1) built using an open source kubernetes operator, as I understand
2) Crunchy provides true superuser access and access to physical backups – that's huge
disclaimer, employee at Neon, another postgres hosting provider
My understanding after looking into it, it seems that Xata+SimplyBlock is expected to use ReadWriteOnce persistent volume access modes. This means the claim can only be bound to one node.
I think this solves the split-brain problem because any new postgres readwrite pods on new nodes will fail to bind the volume claim, but it means there's no high-availability possible in the event the node fails. At least, I think that's how kubernetes handles it - I couldn't find too much explaining the failure modes of persistent volumes, but I don't see many other solutions.
At Neon, we solve this issue by having our storage nodes form a consensus protocol with the postgres node. If a new postgres node comes online, they will both contend for multi-paxos leadership. I assume the loser will crash-backoff to reset the in-memory tables so there's no inconsistency if it tries to reclaim the leadership again and wins. In the normal mode with no split-brain and one leader, multi-paxos has low overhead for WAL committing.
there is also a problem of data locality and blocks present in caches (page cache, buffer pool) at any given time, in general -- UUIDv4 is losing to bigint and UUIDv7 in this area
This is a valid point but it highly depends on the use case and larger context on whether this will be relevant or not. If you have a table where you fetch multiple rows close to each other in paginated manner this would be relevant for the performance but if you only fetch individual records by uuid, data locality wouldn’t increase the performance.

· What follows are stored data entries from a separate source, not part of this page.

PR #7404, opened 2025-11-24
restore: fix Zstandard frame handling

ripatel-fd:
The snapdc tile is not conformant to the Zstandard spec.
Namely, Zstandard compressors are supposed to accept arbitrary
concatenation of frames and ignore skippable frames.

Fixes a bug where the snapshot loader aborted after the first
Zstandard frame.

### DIFF
--- a/src/discof/restore/fd_snapdc_tile.c
+++ b/src/discof/restore/fd_snapdc_tile.c
@@ -18,8 +18,9 @@
    this tile simply copies the stream to the next tile in the pipeline. */
 
 struct fd_snapdc_tile {
-  int full;
-  int is_zstd;
+  uint full    : 1;
+  uint is_zstd : 1;
+  uint dirty   : 1;  /* in the middle of a frame? */
   int state;
 
   ZSTD_DCtx * zstd;
@@ -95,6 +96,7 @@ handle_control_frag( fd_snapdc_tile_t *  ctx,
   /* All control messages cause us to want to reset the decompression stream */
   ulong error = ZSTD_DCtx_reset( ctx->zstd, ZSTD_reset_session_only );
   if( FD_UNLIKELY( ZSTD_isError( error ) ) ) FD_LOG_ERR(( "ZSTD_DCtx_reset failed (%lu-%s)", error, ZSTD_getErrorName( error ) ));
+  ctx->dirty = 0;
 
   switch( sig ) {
     case FD_SNAPSHOT_MSG_CTRL_INIT_FULL: {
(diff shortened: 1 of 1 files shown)


src/discof/restore/fd_snapdc_tile.c
```diff
@@ -184,6 +186,8 @@ handle_data_frag( fd_snapdc_tile_t *  ctx,
   uchar * out = fd_chunk_to_laddr( ctx->out.wksp, ctx->out.chunk );
 
   if( FD_UNLIKELY( !ctx->is_zstd ) ) {
+    uchar const * in = data+ctx->in.frag_pos;
```
amass-jump: merge conflict?

src/discof/restore/fd_snapdc_tile.c
```diff
@@ -18,8 +18,9 @@
    this tile simply copies the stream to the next tile in the pipeline. */
 
 struct fd_snapdc_tile {
-  int full;
-  int is_zstd;
+  uint full    : 1;
+  uint is_zstd : 1;
+  uint dirty   : 1;  /* in the middle of a frame? */
```
amass-jump, line 23: not sure this is ever being initialized, can we set it to zero in the FD_SNAPSHOT_MSG_CTRL_INIT_ handling?

src/discof/restore/fd_snapdc_tile.c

Because there's so much to properly running it. Individual component updates, network policies, certificates, backups, monitoring, authorization, authentication, secret management. Kubernetes makes it all relatively easy and k3s (or k0s) ain't that scary.

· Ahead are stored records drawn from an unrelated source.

PR #7535, opened 2025-12-03
Intrigus/fix/ss http resolve archive misc

intrigus-lgtm:


src/discof/restore/utils/fd_ssresolve.c
```diff
@@ -272,6 +272,11 @@ fd_ssresolve_parse_redirect( fd_ssresolve_t *        ssresolve,
     }
   }
 
+  if( FD_UNLIKELY( !location ) ) {
```
ripatel-fd:
```suggestion
  if( FD_UNLIKELY( !location_len ) ) {
```

intrigus-lgtm: Is there a specific reason you prefer this?
When location is not NULL, `location_len >= 1` should be guaranteed by line 264.
But of course happy to change this.

intrigus-lgtm:
> Thank you very much for the fixes, these look great. Would you mind adding unit tests reproducing the bugs you've fixed though? If you don't have time to do this, I'm happy to take it over. Just blocking for now to keep myself honest because if I merge this, I'll just forget to add tests later.

A few of those functions are in `static` functions.
How should I test those?
I could either make them non-static or test them indirectly.

src/discof/restore/utils/fd_ssresolve.c
ripatel-fd: We typically always do "slice empty?" type checks on the length field. It's a more complete solution because often slices with an invalid (but not NULL) base pointer and a zero size length are considered valid

intrigus-lgtm: Makes sense!
Should I align https://github.com/firedancer-io/firedancer/blob/8997d39c5f3e0d0b8cf1ac845804ab260fbac4ff/src/discof/restore/utils/fd_sshttp.c#L451-L455 to this pattern as well?

ripatel-fd: yes please

intrigus-lgtm: Done.

PR #7548, opened 2025-12-04
gui: fix est slot duration

jherrera-jump:


src/disco/gui/fd_gui.c
```diff
@@ -2787,6 +2787,28 @@ fd_gui_handle_replay_update( fd_gui_t *                gui,
   slot_complete_event->timestamp = slot_completed->completed_time;
   slot_complete_event->shred_idx = USHORT_MAX;
   slot_complete_event->slot      = slot->slot;
+
+  ulong duration_sum = 0UL;
+  ulong slot_cnt = 0UL;
+
+  /* If we've just caught up we should truncate our slot history to avoid including catch-up slots */
```
mmcgee-jump: Maybe a cleaner way to do this basing it off turbine slot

K3s, Calico (or whatever you prefer), Istio with cert-manager and self-manager CA (or whatever you prefer for your service mesh), kube-prometheus, OTEL or Jaeger for the mesh visibility, pick the operator (I used Crunchy Data operator but there are at least two other solid choices), will get one far at low cost. Of course, use reliable infrastructure provider of one's choice.
No need to think about placement (one still can if they want to), addressing, firewalling, DNS, IP assignment, and so on. Add nodes to the cluster as necessary and let it sort itself out.
Some understanding of Kubernetes is necessary, indeed. But it's a stack usable every time once learned.